[Dataset entries]
*** Begin section ***
PR #2730, opened 2020-05-27
Use a typed enum instead of string slice

D4nte:
Because this is not javascript.

### DIFF
--- a/cnd/src/http_api/routes.rs
+++ b/cnd/src/http_api/routes.rs
@@ -168,11 +168,11 @@ where
             entity.push_sub_entity(beta_state_sub);
 
             let maybe_action_names = vec![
*** End section ***
Give the data again, exactly as written.

Response below |
PR #2730, opened 2020-05-27
Use a typed enum instead of string slice

D4nte:
Because this is not javascript.

### DIFF
--- a/cnd/src/http_api/routes.rs
+++ b/cnd/src/http_api/routes.rs
@@ -168,11 +168,11 @@ where
             entity.push_sub_entity(beta_state_sub);
 
             let maybe_action_names = vec![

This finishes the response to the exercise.